Activity ▸ Every single entry should be printed exactly.

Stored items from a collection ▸
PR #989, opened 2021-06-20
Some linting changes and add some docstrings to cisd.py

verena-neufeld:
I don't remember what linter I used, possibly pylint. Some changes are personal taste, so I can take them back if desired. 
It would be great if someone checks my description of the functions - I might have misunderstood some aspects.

Written answer ▸
PR #989, opened 2021-06-20
Some linting changes and add some docstrings to cisd.py

verena-neufeld:
I don't remember what linter I used, possibly pylint. Some changes are personal taste, so I can take them back if desired. 
It would be great if someone checks my description of the functions - I might have misunderstood some aspects.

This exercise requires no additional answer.